En outre, la frontière est tout à fait poreuse entre ce patrimoine disparate, tous ces livres offrant au lecteur des gammes de plaisirs plus ou moins élaborés, et ce que j’appellerai ici littérature intégrale, intégrale en ce que l’acte d’écrire y est tout entier mu par un désir de littérature, et non pas tributaire des figures imposées de l’enquête policière, de la conjecture futuriste, du récit mythologique ou de l’édification morale. Littérature intégrale à laquelle j’inclurais par exemple l’œuvre de Boris Vian, au risque d’en faire bondir certains (j’ai lu un jour cette interview où Antoine Gallimard émettait le regret public d’avoir consacré une édition de la Pléiade à Vian, choix alors vigoureusement contesté par les vestales de la Haute Culture) ; littérature intégrale où l’on pourrait souhaiter maintenir Orwell pour ses intuitions visionnaires, le même Orwell que le rude Nabokov qualifia carrément d’« écrivassier »2, tandis que Julien Gracq m’agonirait sans doute d’en exclure Verne, en hommage duquel il avait choisi d’étudier la géographie, et il me faut admettre que tout cela est aussi question d’affect et de point de vue, mais pas seulement, car il y a bien un espace de dialogue, une cartographie dynamique mais circonscrite, un tronc commun indiscutable malgré ses ramifications incertaines, une généalogie en rhizomes à laquelle on pourra raccorder, de proche en proche et pour peu qu’on puisse élaborer des passerelles consistantes sous caution d’authentiques critères littéraires, ce qui nous chante.
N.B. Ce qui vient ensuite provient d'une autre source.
PR #1135, opened 2023-08-01
=lifecycle missing synchronization; those methods may be invoked from outside actor

ktoso:
These methods may be invoked from outside the actor, so synchronize them properly as the rest of the container.

I need to review some more code for safety and we should get a tsan build going here, we missed this for quite a while huh.

rdar://112815057

### DIFF
--- a/Sources/DistributedCluster/LifecycleMonitoring/LifecycleWatchContainer.swift
+++ b/Sources/DistributedCluster/LifecycleMonitoring/LifecycleWatchContainer.swift
@@ -198,20 +198,24 @@ extension LifecycleWatchContainer {
 
     /// Performs cleanup of references to the dead actor.
     internal func receiveTerminated(_ terminated: _Signals.Terminated) {
-        self.receiveTerminated(terminated.id)
+        self.receiveTerminated0(terminated.id)
     }
 
-    internal func receiveTerminated(_ terminatedIdentity: ClusterSystem.ActorID) {
+    internal func receiveTerminated(_ terminatedID: ClusterSystem.ActorID) {
         self._lock.wait()
         defer {
             _lock.signal()
         }
 
+        self.receiveTerminated0(terminatedID)
+    }
+
+    private func receiveTerminated0(_ terminatedID: ClusterSystem.ActorID) {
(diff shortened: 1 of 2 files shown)


Sources/DistributedCluster/LifecycleMonitoring/LifecycleWatchContainer.swift
```diff
@@ -50,10 +50,10 @@ final class LifecycleWatchContainer {
...
-//        defer {
-//            _lock.signal()
-//        }
+        self._lock.wait()
+        defer {
+            _lock.signal()
+        }
 
         traceLog_DeathWatch("Clear LifecycleWatchContainer owned by \(self.watcherID)")
         self.watching = [:]
```
yim-lee, line 59: unrelated: is the `FIXME` on L61 still relevant?

yim-lee (approved):
Thanks!

Sources/DistributedCluster/LifecycleMonitoring/LifecycleWatchContainer.swift
```diff
@@ -218,16 +238,6 @@ extension LifecycleWatchContainer {
                 continue
             }
```
yim-lee, line 240: I think we need locking in this method too, for `self.watching` on L216/236.

Sources/DistributedCluster/LifecycleMonitoring/LifecycleWatchContainer.swift
ktoso: I should probably revisit it right away; I think my suspicion there was about if we needed to remove the self watcher ID as well but didn't -- I'll check this during this PR

Sources/DistributedCluster/LifecycleMonitoring/LifecycleWatchContainer.swift
ktoso: Right yeah and a few more, I'm cleaning up this file some more still. thank you for review!

ktoso:
One failure, flaky test need to revisit https://github.com/apple/swift-distributed-actors/issues/1034

PR #54, opened 2016-12-03
Fix firmware TFTP load from OS X tftpd

fnoble:
OS X tftpd doesn't like the absolute path. The linux one should work with either.

cc: @jacobmcnamee


anonymous-travis-swiftnav:
## 05be284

Littérature intégrale, donc, comme apanage de textes procédant d’une démarche exigeante, d’un affilage théorico-pratique de l’expression romanesque ou poétique, d’une inscription au sein de l’une et l’autre des multiples traditions entretissées a posteriori par la critique (non journalistique, j’entends) ; un conglomérat de singularités hétéroclites, véhiculant chacune suffisamment de richesse et de nouveauté pour irradier la discipline : la littérature intégrale, ce sont les grands crus de l’écrit — et ils sont assez nombreux pour qu’on n’ait pas à galvauder l’appellation.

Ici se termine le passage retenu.